• **What is required**
Count the lines below that contain the word "plans", and state only that number.

(Records from a dataset)
Issue #56, opened 2016-11-16
Rate limits from new IBM Bluemix Cloudant plans are not managed by the connector


l2fprod:
Cloudant in Bluemix has plans with rate limits. It used to have a "Shared" plan with a limit of storage but the new plans have introduced read and write per second limits:
https://www.ibm.com/blogs/bluemix/2016/09/new-cloudant-lite-standard-plans-are-live-in-bluemix-public/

• **Response to the task**
3